La rage suffit-elle à faire un écrivain ?
J’ai commencé à lire Virginie Despentes il y a pas mal d’années, c’était alors Baise-moi, titre provocateur s’il en est, et qui m’avait laissée perplexe. Il y avait là une rage dans la fabrication des personnages et leurs itinéraires qui glaçait plus qu’elle ne séduisait
Puis il y a eu (pour moi) Apocalypse Bébé, pour lequel l’auteur a été primée par le Renaudot, in-extremis comme le soulignait alors la presse spécialisée.
Aujourd’hui, je tombe sur Vernon Subutex 1. Despentes ne décolère pas. Si vous aimez les personnages « border line », les ambiances glauques, vous allez adorer ce roman. Qui sont ils ces « nous », puisque le livre se veut reflet de notre société et des ses maux ? : un transsexuel ex-star du porno épanoui, une jeune fille voilée en quête de valeurs, un réalisateur de télé looser, frustré bobo et plein de haine, un producteur cynique, un trader hystérique accro à la came, en passant par une passionaria de rue, fille d’un ouvrier communiste de Longwy…Et bien sûr Vernon : ex-disquaire qui de dégringolade en dégringolade se retrouve dans la rue, recherché car détenant un testament vidéo enregistré un soir de défonce par Bleach, chanteur Rock populaire mort d’une overdose dans sa baignoire, et qui accessoirement lui payait son loyer.
Vernon renoue alors avec ses ex-copains, via Facebook, tous issus de la période rock des années 90, et de ses corollaires : drogues, sexe…
Je ne vis pas dans un monde de Bisounours, loin s’en faut, mais j’en ai assez de ces romans, comme Soumission de Houellebecq sorti dans le même temps, assez du sordide, du glauque, du malheur.
J’en ai assez qu’on compare Despentes à Balzac au prétexte qu’il est question de « comédie humaine »; que certains journalistes dans la presse se gargarisent d’une suite annoncée : oui, « il va y avoir un Vernon 2, voire 3… quel bonheur! »…, assez de ces auteurs qui se fabriquent une image de désabusés et posent dans les journaux avec des mines déconfites, le cheveux gras et l’oeil torve. « Reflet de notre société »? quelle tristesse!
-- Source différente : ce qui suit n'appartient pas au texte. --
PR #59, opened 2016-04-29
Simple format specifier fix for the number of computed histories.

Klunkerball:
I believe it is only a problem with the print out of this number and not with the internal format used in the code.


ftessier:
Thanks Berit, can you pull against the `develop` branch? The `master` branch remains unchanged between releases (except for critical bug fixes), so we never pull into it. Also please remove the period at the end of your commit title, as per the recommended git commit message format https://github.com/nrc-cnrc/EGSnrc/wiki/Git-commit-messages, and change it to "Fix format specifier for the number of histories"

Klunkerball:
Hi Fred,
since the branch to pull against can't be changed once the pull request is issued, I will close this request and create a new one with correct branch and commit message. 
Berit

PR #61, opened 2016-05-02
Fix format specifier for the number of histories

Klunkerball:


ftessier:
@Klunkerball, I cherry-picked your pull request to the new `feature-style` branch. From now on, we will segregate typos and format changes to this branch, which will be squashed and merged with `develop` periodically. This will avoid littering the `develop` branch with a large number of small format-only commits.

brevilo:
Just curious, this is a bug that causes (data-dependent) invalid output, even if it's "format-only". Why would a fix like this be relegated to a `feature-style` branch?

Also, do you really mean "squashing"? If so, please don't. Apart from arguable history-loss, other's might already have cherry-picked commits like this to get things fixed before you integrate/release them. Squashing those commits will likely cause conflicts when they try to merge your releases later on. In short, don't squash any commits on/from public branches. JM2C.

ftessier:
We want to keep `develop` as stable as possible, so I relegated this to the style branch, even though this particular issue may cause a wrong number to be output for large ncase. But I can't put this into `develop` because it needs a fix for Windows (where `%lli` is not the appropriate flag for `long long`).

We reserve the right to squash, force push, or otherwise do whatever we want with feature branches. These are meant as temporary working branches and you should **never** rely on those, including for cherry-picking. All commits on feature branches are temporary. This allows us to work effectively as a team, advertise what we are working on, and allow external collaborators to contribute to features.  I will explain this on the wiki as soon as possible.

brevilo:
> it needs a fix for Windows

Fair enough. Are they still stuck at half C89, half C99 where they do support the type but not the format specifier? Sigh...

> I will explain this on the wiki as soon as possible.

Your project, your rules. Just voiced an opinion.

ftessier:
> Your project, your rules, your community. Just voiced an opinion.

Your opinion is very welcome, especially as we build our workflow model and testing different strategies. Thank you!

Issue #43, opened 2016-02-25
Bug in *.io files of MORTRAN user codes


mainegra:
When EGSnrc reads the `*.io` files looking for pairs `unit extension` per line, it also checks for comments by checking whether the first character of a line starts with `#`. This very simple check will fail if there is a blank line which is the case now in the first line of all `*.io` files.

The affected files in `$EGS_HOME` and `$HEN_HOUSE/user_codes` are:
```
./cavrznrc/cavrznrc.io
./cavsphnrc/cavsphnrc.io
./dosrznrc/dosrznrc.io
./dosxyznrc/dosxyznrc.io
./dosxyznrc_old/dosxyznrc.io
./edknrc/edknrc.io
./examin/examin.io
./flurznrc/flurznrc.io
./g/g.io
./sprrznrc/sprrznrc.io
./tutor4/tutor4.io
./tutor7/tutor7.io
```
and the default io file for BEAM user codes:
```
$HEN_HOUSE/omega/beamnrc/default_beam.io
```
Solution: The blank line should be removed.

ftessier:
Fixed in c89f8ff

Issue #60, opened 2016-04-29
Pegsless mode cannot read density correction files when using material.dat file


mchamberland:
Density correction files fail to be read when using a `material.dat` file in pegsless mode. See the sample material and `egs_chamber` input files below. There is no problem when the material is directly defined in the input file, with or without a density correction file.

[material_short.txt](https://github.com/nrc-cnrc/EGSnrc/files/243150/material_short.txt)
[pegsless_material_file.txt](https://github.com/nrc-cnrc/EGSnrc/files/243151/pegsless_material_file.txt)

ftessier:
Thank you for reporting this problem; @blakewalters can you check into this?

blakewalters:
Hi Marc:

I think I found the source of this problem, but to make sure, could you go into your $HEN_HOUSE/src/get_media_inputs.mortran file and look for the code:

        IF(mindex>0 & eindex>mindex)[
         "remove everything up to ="
         text_string=text_string(eindex+1:);

Change this to:

        IF(mindex>0 & eindex>mindex)[
         "remove everything up to ="
         text_string=text_save(eindex+1:);

and recompile your code.  Does this fix the problem?

Blake

mchamberland:
@blakewalters, yes this fixes the problem. Thanks!

ftessier:
Fixed in c89f8ff

Issue #58, opened 2016-04-28
Segmentation fault in pegsless mode when AE = UE


mchamberland:
In pegsless mode, a segmentation fault occurs if AE = UE.

See the simple input file below, which should be run with egs_chamber in pegsless mode.

[pegsless.txt](https://github.com/nrc-cnrc/EGSnrc/files/241191/pegsless.txt)

I know this is a weird edge case, but I figured there might be a better way to handle this than segfaulting. Maybe an error message and exiting?

ftessier:
This one has your name on it @blakewalters!

ftessier:
Fixed in c89f8ff

PR #62, opened 2016-05-02
Feature pegsless fix plus

### LINKED ISSUE #57: dosxyznrc .egslst files not generated
I just migrated a cluster from Egs circa 2012 to EGSnrc 2016. 

Upon doing so an old egsinp (read unmodified) that had previous to the migration produced an egslst no longer does so. 

I found this in testing but thought it was a configuration issue on my test system. As this is a clean install from git I am now starting to think that it might be a regression with the dosxyznrc code. 

What information do you need from me for troubleshooting this one?

blakewalters:
Fix #57 #58 #60


ftessier:
@blakewalters does this fix #43 as well?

On nous bassine assez avec la crise pour qu’on ait aujourd’hui le désir de lire plutôt des romans qui nous font rêver et nous sortent de cette morosité.
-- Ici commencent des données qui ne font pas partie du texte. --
PR #63, opened 2016-05-02
Fix pulse height scoring in tutor7pp

mainegra:
Events depositing the maximum particle's energy are not scored in the histogram. As a consequence, large differences are observed in those cases if one compares the energy deposited in a given region calculated from the fraction of energy deposited to the sum over all histogram bins. Now when Emax is deposited in a region, it is scored in the last bin.


ftessier:
@blakewalters please review and give a thumbs up when you have a chance

PR #377, opened 2017-11-09
Fix #375: Fix multiple SYNC or DYN CMs of same type

### LINKED ISSUE #375: Cannot add two of the same SYNC/DYN CM to a BEAM accelerator
If you add two of any SYNC CM to the same accelerator, it does not compile. I believe this is due to the way the `USER-SYNCMLCE` type common blocks are included in `COMIN/USER/` and do not depend on the CM name. I believe this also applies to the DYN CMs.

The suggested workaround is to simply duplicate the CM code and give it a new name.

blakewalters:
The user can now compile acclerators containing multiple
instances of any of the SYNC or DYN CMs.  Runs have been
tested successfully for multiple SYNCJAWS and SYNCMLCE.

Also, fixed an annoying output error in DYNVMLC_cm.mortran.


ojalaj:
Hello @blakewalters, I noticed you have corrected some annoying error in DYNVMLC (and also in corresponding SYNC CMs?). May I ask what kind of error should it solve?

blakewalters:
Hi @ojalaj:  This was an output format statement causing a compilation error for any accelerator with DYNVMLC.  The remainder of these changes just relate to the ability to compile an accelerator having more than one of each type of these CMs.

ftessier:
Just cleaned up to remove the extra merges.

ftessier:
Simply tweaked the commit format and message.

HEN_HOUSE/omega/beamnrc/beamnrc_user_macros.mortran
```diff
@@ -86,8 +86,8 @@ REPLACE {$COVMIN} WITH {10}        "min. no. of particles crossing a scoring"
                                    "average energy/angle only)"
 REPLACE {$MXMED} WITH {12}         "max # of media
 REPLACE {$MXREG} WITH {3000}        "maximum number of regions (absolute)
-REPLACE {$MXSTACK} WITH {10000}    "maximum stack (much less if no brem split)
-REPLACE {$MAXBRSPLIT} WITH {2000}  "maximum number of bremsstrahlung splits
+REPLACE {$MXSTACK} WITH {1000000}    "maximum stack (much less if no brem split)
+REPLACE {$MAXBRSPLIT} WITH {500000}  "maximum number of bremsstrahlung splits
```
ftessier: @blakewalters can you confirm that committing these increases in default sizes is intentional?

blakewalters: Absolutely unintentional @ftessier; these are the settings I routinely use.  Thanks for catching this!  I'll return them to their original defaults.

ftessier: All right, just push the change as a new commit on top, as discussed!

ftessier:
Ironed out the merge bubble.

PR #379, opened 2017-11-14
Fix outdated/meaningless version numbers

blakewalters:
References in individual codes to version/revision numbers dating back to when revision was under CVS or, even earlier, RCS control have either been deleted or replaced by blank strings.

It is anticipated that this will be superseded by, perhaps, a single version/revision scheme for each official EGSnrc release on GitHub.


ftessier:
@blakewalters this commit failed on pegs4 compilation; can you look into it?

ftessier:
Updated commit message and removed EOL white space.

PR #389, opened 2017-12-01
Fix nleaf input in SYNCMLCE GUI

blakewalters:
Input did not exist!


ftessier:
Updated commit message.

PR #392, opened 2017-12-09
Fix radiative splitting csplit initialization

ftessier:
Initialize the `csplit` variable to 1 by default in the egs_chamber
application constructor; `csplit` is used to read in the radiative
splitting number from the input file.

Previously, `csplit` was only initialized if the input contained a
variance reduction input block. This caused a serious bug to be
introduced in commit 50e0d33, whereby `the_egsvr->nbr_split` was set to
the arbitrary (uninitialized) `csplit` number in the shower loop when
there was no variance reduction input block. If this number happened to
be a large positive integer (about half the time), any radiative event
immediately exceeded the stack size and aborted the simulation.

This probably went unnoticed for so long because one rarely runs
egs_chamber without variance reduction.


rtownson:
Good job hunting this down!

ojalaj:
To be sure, I'd like to confirm that has it been enough that there is a variance reduction block, but cs enhancement = 0, TmpPhsp = 0 and no RR, i.e., VRTs are turned off?

rtownson:
Correct @ojalaj, previously you would not have a problem if there was a variance reduction block regardless of whether anything was turned on.

ojalaj:
Thanks @rtownson for the confirmation!

PR #396, opened 2017-12-12
Fix #354: Update pirs-701 docs with new iarg

### LINKED ISSUE #354: PIRS701 table 6 needs updating re new IARG calls

rtownson:
Expand the pirs-701 table 6 to include recently added iarg calls for EII, sub-threshold relaxation photons and electrons.


ftessier:
Tweaked the commit message.

PR #397, opened 2017-12-12
Fix #384: Remove source types from g

### LINKED ISSUE #384: The source type options in 'g' should be removed
In the `g` code there are options for `source type=1` to set a beam radius and distance. Since the geometry is an infinite uniform medium, the source direction and location is meaningless. These input options should therefore be removed.

rtownson:
Remove source type options from g, because they are meaningless in an infinite space on a single medium. The options were likely copied over from an old code originally, and contained directional control of the source.


ftessier:
Tweaked the commit message.

PR #402, opened 2018-01-05
cavity e-/e+ fluence calculation redux

mainegra:
The charged particle fluence calculation in cavity was recently modified to provide the actual fluence rather than the product fluence times stopping power. To this end, the quantity scored at each energy bin was divided by the stopping power `Li` at the lower energy edge of the corresponding bin `i`. This is correct for the initial energy bin and the bins fully covered during the step. However at the final bin, the particle's energy at the end of the step doesn't always coincide with the lower energy edge of that bin and using that initial approach introduces an artifact. One could use the stopping power at the mid-energy of the bin, but it also introduces an artifact. Both cases can produce significant differences in the differential flluence and non-negligible differences in the total fluence. 

This is shown for the differential fluence in an air cavity for a 1.25 photon beam incident on a water phantom:
eflu_2bs_ik_vs_ref
The proper approach is based on the expression for the step length obtained integrating the inverse of the stopping power from the final energy `Ee` to the intial energy `Eb`. Based on the linear interpolation in a logarithmic energy grid as used in EGSnrc (i.e. `dedx = a + b*log(E)` ) and a power series expansion of the `ExpIntegralEi` function that is the result of the integration of the inverse of the stopping power with respect to energy one can derive this expression to either 3rd or 5th order.  Since both produce the same results in the examples tested, the `O(eps^3)` is set as default for being both, accurate and only 8% slower than the simpler FLURZ-mode approach B.

Pre-calculate values of `1/Lmid[i]` for faster evaluation  when using the `O(eps^3)` mode. `O(eps^5)` would require more pre-computed values than just `1/Lmid`. One requires for instance `lnEmid[i]` to get the `b` parameter and `eps[i]=1-E[i]/E[i+1]`. Not impossible, but seems unnecessary considering the excellent agreement with `O(eps^3)`, which should be always used.

Made algorithm work for logarithmic energy scale where the energy bin  width is not constant which must be accounted for when determining the bin fractions and scoring the total fluence. Pre-calculate bin widths `DE[i]` for the log energy scale total fluence scoring. Scores total fluence accounting for correlations in the uncertainty while it also integrates the differential fluence at the end assuming bin contributions to be independent of each other.

### DIFF
--- a/HEN_HOUSE/egs++/egs_interpolator.h
+++ b/HEN_HOUSE/egs++/egs_interpolator.h
@@ -230,6 +230,15 @@ public:
     EGS_Float getXmax() const {
         return xmax;
     };
+    /*! \brief Get i-th interval interpolation parameter a[i]. */
+    inline EGS_Float get_a(int i) const {
+        return a[i];
+    };
+    /*! \brief Get i-th interval interpolation parameter b[i]. */
+    inline EGS_Float get_b(int i) const {
+        return b[i];
+    };
+
 
 private:
 
--- a/HEN_HOUSE/user_codes/cavity/cavity.cpp
+++ b/HEN_HOUSE/user_codes/cavity/cavity.cpp
@@ -224,7 +224,6 @@ extern EGS_Float steps_ustepi[MAX_STEP], steps_ustepf[MAX_STEP];
 extern int steps_n;
 #endif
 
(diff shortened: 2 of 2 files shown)


ftessier:
Adusted commit messages.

Quant au style… je ne vais pas la jouer » débile » pour utiliser un mot que l’auteur affectionne à son propos, mais je me souviens d’une interview de Despentes chez Pivot où elle se vantait de ne pas lire… et bien elle a tort, cela aurait peut être évité ces phrases, que j’éviterai de citer par décence pour la littérature classique, dont on se demande au final quel sens elles ont . On me taxera de bourgeoise, de coincée dans une littérature d’un autre siècle, peut être, mais peu me chaut.